▸ **EXERCISE OBJECTIVE**
A complete response lists each line of the data below that includes the word "commit".
*** DATASET CONTENT Section Begins ***
PR #4017, opened 2020-02-19
build: udpate to latest btcwallet version with rescan addr fix

Roasbeef:
In this commit, we update to the latest `btcwallet` version that
includes a fix for how we perform rescans. Before this commit, the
*** DATASET CONTENT Section Ends ***
▸ **TASK ANSWER**
In this commit, we update to the latest `btcwallet` version that
includes a fix for how we perform rescans. Before this commit, the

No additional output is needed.